## Task details
In the data below, find every line with the word "little" and copy it.

## Supplied records
PR #748, opened 2019-08-24
Use Google Turbo Color for Default Theme WF colors

vsonnier:
Hello @cjcliffe,

This is a simple change for the Waterfall colors of the Default scheme using the Google Turbo Color scheme : https://ai.googleblog.com/2019/08/turbo-improved-rainbow-colormap-for.html (Apache 2.0 license)
 
I think it looks  good, but I'll let you decide on this one.

Regards,

Vincent


vsonnier:
@cjcliffe Respectfuly ping on this one. Google Turbo colors or not ?

vsonnier:
Attempting screenshots...
Normal Default Theme:
Before_WF

Default Theme with Turbo colors:
After_WF

Dantali0n:
I like the scheme but personally I think it should be up to the user to decide. Although the turbo schema overs smoother transitioning between colors which  makes it looks more modern and elegant it loses some contrast around specific areas.

Typically, I set up the waterfall precisely so back ground noise just stays in the blue region. Any signal coming up above the noise floor will immediately transition into green due to the sharp contrast around that region in the current color map.

However, When observing the two examples provided above to me the third signal of the left is clearer in the turbo color map than with the jet colormap. So it depends on how you configure it I suppose. While CubicSDR offers relatively little control over the signal levels required to produce specific parts of the colormap.

vsonnier:
Hi @Dantali0n !

> I like the scheme but personally I think it should be up to the user to decide.

Add another theme is easy, "Default with turbo colors" but will it be used ? I have no idea of the proportion of users even aware that they can change graphics like colors themes, not speaking of font size.  Maybe I'm biased because I'm only judging by what I see on social networks and Youtube, I don't know.

> Typically, I set up the waterfall precisely so back ground noise just stays in the blue region. Any signal coming up above the noise floor will immediately transition into green due to the sharp contrast around that region in the current color map.

Good reason indeed, but put it the other way: turbo colors on the other hand make it easy to discover weak signals close to more powerfull ones that otherwise would be less visible with Cubic "dynamic" contrast. You say that much on your third paragraph ir seems.

A compromise would be:
- Change Default Theme  with Turbo ,
- Add another theme "Default (Jet waterfall)"

An advantage would be that Cubic users would see the difference with previous versions, and at the same time discover the existence of Color Themes. Maybe.

The whole idea came to me only because I've seen some Tweet announcing Turbo Colors would become default colors on SDRConsole, so I discovered this color scheme and tested it.

Dantali0n:
> A compromise would be:
>     * Change Default Theme  with Turbo ,
>     * Add another theme "Default (Jet waterfall)"

I love the idea it will show users the new theme and if they really dislike it I am sure they will search for a way to change it back and either find it in the settings by themselves or they will open an issue here. Either way we can easily tell the user how to set it back and they will automatically discover the new color scheme when updating.

vsonnier:
Added `Default (Jet Waterfall)` as the "old" default theme.

vsonnier:
OK, let's push this :)

PR #767, opened 2019-11-03
Fix missing import for GLX on linux.

benallard:
Without this Display (for instance) is not defined in the scope.


vsonnier:
Thanks @benallard for your contribution !

PR #772, opened 2019-12-09
Winsock.h was included multiple times through windows.h causing compile errors

antihax:
Added `#define _WINSOCKAPI_` to prevent windows.h importing winsock.h and removed a few redundant windows.h imports.


vsonnier:
Hi @antihax , Visual Studio 2019 works for me out of the box, like 2017 and 2015 did worked out of the box before. What configuration are you using by any chance ?

If it is something esoteric like Mingw32 or MSYS2 I'm no even sure it is supported anymore.

Anyway, some remarks about the PR:
- We are not going to patch external OSS, even embedded like `RtAudio` is.
- Sound strange to put WinSocket specific hack in source code that don't use it at all. Again something may be wrong with your configuration.

antihax:
Interesting, I am using VS2019. Are you defining `WIN32_LEAN_AND_MEAN` anywhere?
I will take another look tonight where this is coming from.

vsonnier:
> Are you defining WIN32_LEAN_AND_MEAN anywhere?

I'm not playing with low-level settings like that, because it is irrelevant with CMake. I just generate the adequate VS solution with CMake following the steps and settings of the Wiki. 
Please note that this is the only supported way: VS solution generated with CMake as Wiki describes, with wxWidgets 3.1.3 statically build, while using the the config `Release` (or `RelWithDebInfo` if you want to debug CubicSDR)...etc.

For any other config variant you are on your own, and we are not going to dedicate any time to support such variants, sorry.

antihax:
Unfortunately I also did the same, but CMake output will not build due to redefining winsock.h imports.

I will see if I can identify if I did something incorrect when generating the project from CMake.

vsonnier:
I use a recent CMake, like 3.15+. (3.16 at that moment). Try to delete the CMake cache (see CMake GUI) and start again from the begining.

antihax:
I checked I have the latest versions of all components, latest Win10 SDK, and completely reset all MSVC 2019 settings. Problem persists on all imports of windows.h.

I create a quick test solution with nothing else and can successfully import windows.h with no issue. Not sure what in CubicSDR or a dependency is creating the conflict, but something is importing winsock out of order.

I've refactored to include WIN32_LEAN_AND_MEAN in the pre-processor options, which is a cleaner solution.

vsonnier:
> I've refactored to include WIN32_LEAN_AND_MEAN in the pre-processor options, which is a cleaner solution.

Great, works for me too ! Please re-add `Timer.cpp` Win32 include removal, and we are good to go.

vsonnier:
@antihax Thanks for your contribution(s) !

PR #806, opened 2020-04-06
Adds a fix to scale the Frequency dialog.

jawatson:
The dialog layout uses a sizer to scale the content automatically.  The layout wasn't very good using sizers alone as width of the dialog was being set too narrow for the title string.  In the event that the initString is too short, the width is set manually to either the [title string width + 35%] or the [content string width +10%], whichever's the greater.  If the initString is very long, the sizer defines the width of the box.

This has been tested on Linux (Fedora 32) in both conventional and HiDPI (scale 200%) environments.  

This has not been tested in either Windows or Mac environments.

### DIFF
--- a/src/AppFrame.cpp
+++ b/src/AppFrame.cpp
@@ -1404,7 +1404,13 @@ bool AppFrame::actionOnMenuReset(wxCommandEvent& event) {
         wxGetApp().getSpectrumProcessor()->setFFTAverageRate(0.65f);
         spectrumAvgMeter->setLevel(0.65f);
 
-        SetTitle(CUBICSDR_TITLE);
+        wxString titleBar = CUBICSDR_TITLE;
+        //append the name of the current Device, if any.
+        if (wxGetApp().getDevice()) {
+            titleBar += " - " + wxGetApp().getDevice()->getName();
+        }
+
+        SetTitle(titleBar);
         currentSessionFile = "";
 		currentBookmarkFile = "";
         bookmarkSplitter->Unsplit(bookmarkView);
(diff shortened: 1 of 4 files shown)


vsonnier:
Hi @jawatson thank you for the fix, unfortunatly it has several problems:

- The dialog is no longer centered because `Centre()` was removed
- It doesn't work in Windows 10 , the `GetTextExtent` apparently measure up to the dot '.' of the number, wrongly computing the length.
- As far as I see (I'm not proficient in wxWidgets at all) we may be able resize this dialog, but the control do not appear at all ? again on Windows 10. 

Improvement suggestions:

- The Edit label dialog (E) should be plagued by the same problems as the Frequency Dialog, with hardcoded dimensions and should be modified the same way the Frequency dialog was.
 
Sorry to ask you all this, while I have very little time to investigate myself !

Dantali0n:
I will try this patch as well (Linux, i3) but can't test the scaling as my window manager simply does not support it (xrandr does though).

Dantali0n:
Screenshot from 2020-04-12 17-47-43

Looks fine on i3 at 1920x1080 (476mm x 268mm).

vsonnier:
Hi @jawatson, I pushed on master a fix that seems to work for both Frequency and Edit Label dialogs, based  on your code. Thanks for your contribution !

Dantali0n:
> Hi @jawatson, I pushed on master a fix that seems to work for both Frequency and Edit Label dialogs, based on your code. Thanks for your contribution !

Did you know that if you add a Co-authored-by line to your commit message that Github will detect it and attribute as well. Here is an example: https://github.com/openstack/watcher/commit/aa2a084d220614e0db79b15e669fae2c2b3423b7

vsonnier:
> Did you know that if you add a Co-authored-by line to your commit message that Github will detect it and attribute as well. Here is an example: openstack/watcher@aa2a084

Thanks, however it does not seem to work...

jawatson:
Thanks for letting me know - I'm glad that the code was of some use.  This is my first time doing anything with wxWidgets but I'm keen to learn more.

PR #867, opened 2021-01-03
Updating Hamlib to v4+

vsonnier:
Hamlib 4+ has been relreased : https://github.com/Hamlib/Hamlib/releases/tag/4.1

This is the update of Hamlib to v4+, in particular Windows binaries. 

So far I modified `CMakeLists.txt` to accomodate the lib name change (`-4` instead of `-2`) and added the Windows binaries, and one constant in a Cubic .cpp

So far it compiles (with warnings) both for Win32 and Win64 using VS2019 v16.5

Edit :
- 4.0 :  runs without apparent issues, but what should I know ? I don't have Rigs to test with, so I opened this PR :)
- 4.1 : print `2021-03-03:18:22:20.712339: rig_mW2power called` then segfault. :(
- 4.2 : same as 4.0 :)

I'm using in both cases the Win Dlls from the Hamlib releases .

Vincent


vsonnier:
Updated for v4.1, changed title and such.

vsonnier:
Hamlib v4.2 has just been released: it runs under Win32 / Win64 without crashing this time.

src/rig/RigThread.cpp
```diff
@@ -114,7 +114,7 @@ void RigThread::run() {
     std::cout << "Rig thread starting." << std::endl;
 
     rig = rig_init(rigModel);
-	strncpy(rig->state.rigport.pathname, rigFile.c_str(), FILPATHLEN - 1);
+	strncpy(rig->state.rigport.pathname, rigFile.c_str(), HAMLIB_FILPATHLEN - 1);
```
vsonnier, line 117: The only change I made on CubicSDR source is here:

Issue #341, opened 2016-05-04
Feature Request: CW modem / filter


neilwillgettoit:
Hi,

It would be very nice to have a cw modem. Right now the usb/lsb can be used to listen, but when incorporating rig control / hamlib, it ends up requiring a tuning offset to shift the carrier into an audio tone. To make the modem complete, it would be nice to have a user set side tone, such as 650hz 
- [x] CW Filtered Mode

TonMachielsen:
@cjcliffe Looks like the Digital Lab needs to get a kick in the butt again. Or just leave it out and rely on third party software using audio pipes.

vsboost:
I'm in no rush.

Toontje:
@cjcliffe Looks like the Digital Lab needs to get a kick in the butt again. Or just leave it out and rely on third party software using audio pipes.

neilwillgettoit:
@Toontje I'm not looking for any type of decoder. Just a button for cw on the mode list so I can tune in morse signals with a bit more resolution than a usb/lsb filter, and with the side tone offset so the frequency resolution matches my rig vfo.

neilwillgettoit:
For example: 

When listening to a busy band like 40m, you will get multiple stations that fit within the standard 2.7khz ssb filter: 

![screen shot 2016-05-04 at 8 30 15 am](https://cloud.githubusercontent.com/assets/17776082/15015667/de74121a-11d2-11e6-8ee4-ba4b398b0c4e.png)

Even if I chop the filter down, because it is only reducing the top end of the ssb window, I cannot filter out other stations that are near and below the signal I am trying to focus on: 

![screen shot 2016-05-04 at 8 31 40 am](https://cloud.githubusercontent.com/assets/17776082/15015700/0460d300-11d3-11e6-9a5f-28d8bf2d25ca.png)

And then there is still the issue with sidetone and how that conflicts with rig control.

cjcliffe:
@neilwillgettoit this is definitely something I'd like to try to do as a decoder eventually; @Toontje is on track as I've already kinda tried it with the liquid OOK decoder :)

I'll start with the CW filter mode and see what I can do about feeding it to the OOK decoder for interpretation in the future.

Toontje:
Just getting into CW now and i see what @neilwillgettoit means. I +1 the request for a CW modem. Currently what i do is set the filter width to 500 and listen in USB/LSB, but it's not ideal.

Toontje:
Bump?

[...]

PR #871, opened 2021-01-15
Add ModemCW #341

## Reply
However, When observing the two examples provided above to me the third signal of the left is clearer in the turbo color map than with the jet colormap. So it depends on how you configure it I suppose. While CubicSDR offers relatively little control over the signal levels required to produce specific parts of the colormap.
Sorry to ask you all this, while I have very little time to investigate myself !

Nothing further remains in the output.